MusiCRS: Benchmarking Audio-Centric Conversational Recommendation

TL;DR

MusiCRS introduces the first audio-centric conversational music recommendation benchmark by linking authentic Reddit conversations to ground-truth audio tracks from YouTube. It provides 477 conversations across seven genres and 3,589 musical entities, with 100 evaluation candidates per thread and evaluation across audio-only, query-only, and audio+query modalities to study cross-modal integration. Experimental results reveal that current multimodal systems do not consistently outperform single-modality approaches, with retrieval-based embeddings often leading performance and genre-specific patterns (e.g., Jazz and Classical) surfacing, while grounding abstract musical concepts in audio remains challenging.

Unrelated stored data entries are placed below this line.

PR #3311, opened 2022-04-21
Add option for admins to create beacon datasets from institute settings

### LINKED ISSUE #3276: Missing dataset error when user tries to load case data to a beacon
The current setup of the beacon app, allows only to submit variants to pre-existing datasets.

So if for instance a user from cust002 wants to submit a case that is sequenced in build 37, they can do it as long as in the beacon database exists a dataset named cust002_GRCh37:

But what about a user of cust003, or a user from cust002 that wants to submit a case sequenced in build 38?

On one hand it would be easier if we create only 2 datasets (cases build 37 and cases in build 38), and all users submit to one of the other according to the genome build found in the case documents. But it makes also sense to separate by institute, since one institute might contain cancer cases, another one cases affected by one pathology instead of another and so on..

the best option would probably be allowing the user to choose which dataset submit to, but this still relies on admins to create as many datasets as the number of institutes with cases to submit to the beacon.. 🤔

### LINKED ISSUE #3299: Admins should be able to create missing beacon datasets for a given customer and genome build
Create this functionality from institute settings page if Scout is connected to a Beacon (connection params in Scout settings) So from that page it (from instance cust001) should be only possible to create 2 datasets for the time being

cust001_GRCh37 (public dataset)
cust001_GRCh38 (public dataset)

In the future we could also introduce the option to create registered and controlled datasets.

The institute datasets above should be created only of they don't already exist

northwestwitch:
It is not possible to submit a case to the beacon is the institute doesn't already have a dataset in beacon. Dataset IDs are something like this `custXXX_GRCh37` or `custXXX_GRCh38`, so it's a controlled dictionary.

Fix #3299 and fix #3276. Scout admins will be able to create a new dataset for ai institute (with controlled dictionary) from the institute settings page:

image

The option will not be visible for non-admin users

<details>

**Prepare for testing**
1. `sudo -iu hiseq.clinical`
1. `ssh localhost`
</details>

**Before testing**
Your user should have beacon_submitter role in scout-stage database. If it doesn't:
1. ssh to hasta
2. "us"
3. `scout update user -u <your.email@scilifelab.se> -r beacon_submitter`
4. If you are not an admin: `scout update user -u <your.email@scilifelab.se> -r admin`

**How to test**:
1. Install on scout-stage (cg-vm1)
5. Go to a case from cust000 (doesn't have any dataset registered in beacon)
6. Try to add to beacon a recent case from this institute, you should get an error message.
7. Go to cust004 institute settings and create a new beacon dataset id for data in genome build 37
8. Try again to add variants of a cust000 case to the beacon and now it should work.

**Expected outcome**:

**Review:**
- [ ] code approved by
- [ ] tests executed by


northwestwitch:
This is now ready for review!

scout/server/blueprints/institutes/controllers.py
```diff
@@ -131,6 +132,45 @@ def institute(store, institute_id):
...
+    """Populate the form select of scout.server.blueprints.institutes.forms.BeaconDatasetForm with data.
+    Available data is a controlled dictionary of dataset names depending of the datasets already existing in the Beacon server
+
+    Args:
+        institute_obj(dict) An institute object
+    """
+    beacon_form = BeaconDatasetForm()
+
+    if current_user.is_admin is False:
+        LOG.warning("User must be an admin to create a beacon dataset")
```
dnil, line 145: That will be many warnings; most users are not admin. Better at the actual action endpoint!

scout/server/blueprints/institutes/controllers.py
```diff
@@ -131,6 +132,45 @@ def institute(store, institute_id):
...
+        return beacon_form
+
+    if not all(
+        [current_app.config.get("BEACON_URL") and current_app.config.get("BEACON_TOKEN")]
+    ):  # Send a request to the beacon to collect the existing datasets
+        LOG.warning(
+            "Both BEACON_URL and BEACON_TOKEN params are required in Scout configuration file to create a new Beacon dataset"
```
dnil, line 152: A bit same here; maybe warn if one is set but not the other?

scout/server/blueprints/institutes/controllers.py
```diff
@@ -131,6 +132,45 @@ def institute(store, institute_id):
...
+        )
+        return beacon_form
+
+    # Collect all dataset IDs names present on the Beacon
+    beacon_dsets = beacon.get_datasets()
+
+    dset_options = []  # List of tuples containing dataset select options
+    for build in ["GRCh37", "GRCh38"]:
```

By releasing the MusiCRS dataset, evaluation code, and baselines, the work offers a practical platform to advance audio-grounded multimodal conversational recommendation and highlights clear directions for improving cross-modal knowledge integration.

Abstract

Conversational recommendation has advanced rapidly with large language models (LLMs), yet music remains a uniquely challenging domain in which effective recommendations require reasoning over audio content beyond what text or metadata can capture. We present MusiCRS, the first benchmark for audio-centric conversational recommendation that links authentic user conversations from Reddit with corresponding tracks. MusiCRS includes 477 high-quality conversations spanning diverse genres (classical, hip-hop, electronic, metal, pop, indie, jazz), with 3,589 unique musical entities and audio grounding via YouTube links. MusiCRS supports evaluation under three input modality configurations: audio-only, query-only, and audio+query, allowing systematic comparison of audio-LLMs, retrieval models, and traditional approaches. Our experiments reveal that current systems struggle with cross-modal integration, with optimal performance frequently occurring in single-modality settings rather than multimodal configurations. This highlights fundamental limitations in cross-modal knowledge integration, as models excel at dialogue semantics but struggle when grounding abstract musical concepts in audio. To facilitate progress, we release the MusiCRS dataset (https://huggingface.co/datasets/rohan2810/MusiCRS), evaluation code (https://github.com/rohan2810/musiCRS), and comprehensive baselines.

Paper Structure

This paper contains 9 sections, 4 figures, 1 table.

Figures (4)

  • Figure 1: Limitations of existing conversational recommendation approaches (top) and comparison of music recommendation datasets (bottom). MusiCRS is the only benchmark combining authentic conversations, audio grounding, ground truth annotations, recommendation evaluation, and multimodal capabilities.
  • Figure 2: Representative examples from MusiCRS showing Reddit conversations, derived queries, audio, and candidates across genres.
  • Figure 3: Dataset genre and entity coverage (left) and dialogue structure statistics (right). MusiCRS encompasses diverse genres, artists, and song distributions, and a wide range of conversation styles. Macro-genre abbreviations: MM (Modern & Mainstream: hip-hop, pop); IM (Instrumental / Art Music: classical, jazz); AE (Alternative / Experimental: indie, metal, electronic).
  • Figure 4: Mean Reciprocal Rank (MRR) comparison across genres and model types.